Steamboat Springs Restoring Burgess Creek to a natural looking streambed where it crosses the bottom of the ski area is among the most glamorous aspects of redeveloping the mountain base.
However, it was nothing but a headache for Steamboat Springs resort and city officials Tuesday night.
The Steamboat Springs Redevelopment Authority voted Tuesday to absorb a portion of cost overruns and proceed with construction this summer. But there's work to be done before it's "full stream ahead."
The estimated cost of rerouting the creek from an existing culvert for the summers and shifting it back to a new, larger culvert for the ski season has grown to nearly $1 million. And the clock is ticking on a complex construction season. City officials agreed they must take into account Steamboat Ski and Resort Corp.'s plans to build the multi-million dollar Christie Peak Express six-seat chairlift in time for the 2007-08 ski season. The new culvert would pass in close proximity to the lift.

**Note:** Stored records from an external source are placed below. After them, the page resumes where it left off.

PR #3878, opened 2020-06-08
Add discover entpoint

cuahsimarko:
This is the backend PR to add a discover API endpoint that will serve search results. 

### Positive Test Case
1. Launch  hydroshare stack, visit localhost:8000/discoverapi and verify you get a resource response of any discoverable resources in localhost


cuahsimarko:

Ski Corp. President Chris Diamond said his company has already written about $4 million in checks for the new lift and related improvements. The site of the lower lift terminal must be prepped by August.
City Council convened last night as the Redevelopment Authority, the hat it wears when it's deciding how to spend public funds collected by the Urban Renewal Authority at the mountain base. The funds are dedicated to building public improvements there.
A big chunk of the monies needed to daylight Burgess Creek will come from the URA. But deciding how much of the cost should be borne by the ski corp., and whether other property owners neighboring the base should contribute, proved thorny Tuesday. In addition to carrying the creek, the culvert contains storm runoff from many properties at the ski base.
The cost of the project has grown from an original estimate of $630,000 in part because of the need to increase the culvert's diameter to 78 inches from 60 inches to make it sufficient to contain a 100-year flood. The unexpected need for a temporary culvert during construction added $110,000.
The Redevelopment Authority voted, 5-2, to authorize construction of the new 78-inch culvert if the necessary easements from neighboring property owners can be secured in time. The motion made by Steve Ivancie trimmed the 2007 budget for the project to $874,073 by deferring a piece of the work. And Ivancie's motion called for Steamboat Ski and Resort Corp. to increase its participation from 20 percent of the cost to 25 percent.
Ski Corp.'s construction timetable is so tight ski area officials would consider a decision to go it alone on culvert construction without daylighting the creek this summer, Diamond said. He has just a few days to wait before pulling the trigger on ordering just enough culvert to make the site ready for chairlift construction.